La voce narrante è Helmer, il gemello di Henk. Ma Henk è morto, in un incidente stradale mentre alla guida c’era  la sua fidanzata Riet. Helmer ed Henk: gemelli diversi.  Henk amava la vita di campagna: nella sperduta fattoria che è la loro casa, amava lavorare nei campi e accudire il bestiame, e per questo era il favorito del padre. Helmer amava la letteratura e voleva frequentare l’università ad Amsterdam, e per questo era biasimato dal padre. Henk era spavaldo, Helmer introverso. E tra loro, Riet aveva scelto Henk. Dopo l’incidente e la morte di Henk, niente era tornato come prima. Riet era stata cacciata dal padre di Henk, Helmer costretto ad abbandonare i suoi studi e a seppellirsi nella fattoria.

Ma questo è il passato, e lo si scopre andando avanti nella lettura, seguendo il filo dei ricordi di Helmer che, un tassello alla volta, porta alla luce il suo passato, visto dalla prospettiva dei suoi ormai cinquant’anni.

Il romanzo inizia con il gesto di rottura da parte di Helmer: dopo anni di vessazioni subite da suo padre, decide di esiliarlo in una stanza della casa; lo isola, fa in modo che non abbia contatti con l’esterno, quasi a negarne l’esistenza; lo nutre e lo cura il minimo indispensabile per tenerlo in vita; gli parla raramente. Quanto deve averlo fatto soffrire, questo padre. Quante umiliazioni deve avergli inflitto, per portarlo ad un comportamento di questo tipo.

Lo si scopre man mano, in una narrazione che alterna il presente al passato, e man mano che la storia evolve. Riet, la fidanzata di Henk, si fa viva dopo tanti anni; è rimasta vedova e ha un figlio, che non a caso ha chiamato Henk, e che ora vorrebbe affidare ad Helmer perché lo raddrizzi. E la storia si complica. Perché quello con il figlio di Riet, non sarà un rapporto facile.

Dal passato riemerge una figura che aveva avuto un ruolo importante per Helmer: il loro garzone, che molti anni prima, era stato cacciato dal padre, e che forse era stato l’unico a comprendere il carattere di Helmer.

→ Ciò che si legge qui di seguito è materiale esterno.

PR #808, opened 2026-08-20
fix(policy): create Windows audit leases owner-only (#800)

### LINKED ISSUE #800: Windows: owner-only DACL attestation fails only in the streaming build

silverstein:
Fixes #800.

## Root cause

The Windows audit lease path used CREATE_NEW through ordinary file options, then applied the protected owner-only DACL through the returned handle. A second process could observe the new filename between those two operations. Its fail-closed attestation correctly rejected the inherited descriptor, which is why the same eight-process test alternated between green and four child failures.

## Fix

Create a new lease through CreateFileW with the final protected owner-only security descriptor supplied in SECURITY_ATTRIBUTES. Windows attaches that descriptor before the directory entry becomes visible. Existing leases are still reopened through the retained no-delete-sharing parent capability and attested without repair.

The parent directory handle already denies delete sharing, so its ambient path cannot be renamed or replaced while the create call resolves it. The exact child handle, lexical metadata, stable identity, and parent chain are still re-attested after creation.

## Verification

- cargo fmt --all -- --check
- cargo test -p minutes-core --no-default-features policy_fs::tests::restricted_override_audit -- --test-threads=1 (7 passed)
- cargo check -p minutes-core --no-default-features --target x86_64-pc-windows-gnu
- Full GitHub Windows matrix pending
- Draft diagnostic PR #801 retains the 25-attempt Windows loop for before/after evidence

This keeps the security boundary fail closed and removes the transient non-canonical state instead of retrying or weakening attestation.


silverstein:
Final source review caught and fixed one preservation issue before landing: the new atomic `CreateFileW` path now retains the existing `FILE_FLAG_WRITE_THROUGH` durability guarantee. Exact head is now `c652d0cdeb368b45beab0d189c6e0d87addacde0`. Fresh `cargo fmt --all -- --check`, Windows GNU cross-target `cargo check -p minutes-core --no-default-features --target x86_64-pc-windows-gnu`, and `git diff --check` pass; the hosted matrix is rerunning on this SHA.

silverstein:
Final exact-head receipt: c652d0cdeb368b45beab0d189c6e0d87addacde0 is mergeable and all 23 reported checks are complete with zero failures. Windows and macOS full unit suites, Windows installer, macOS clippy, Ubuntu, policy, compiler, lint, and dependency checks are green.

Intorno ad Helmer si muovono la vicina di casa Ada e i suoi due figli.

L’atmosfera del romanzo è come il paesaggio dell’Olanda del nord: un orizzonte piatto a perdita d’occhio, che lascia correre la mente, senza intralci. Un paesaggio “vuoto”, caratterizzato dall’elemento acqua, specchio di un cielo infinito nel quale corrono le nuvole. Un paesaggio fisico e dell’anima, popolato da assenze. Così come vuote di affetti sembrano le vite dei protagonisti; le parole non dette, il silenzio, quello che regna fuori e quello che regna dentro la casa, amplificano la sensazione di solitudine.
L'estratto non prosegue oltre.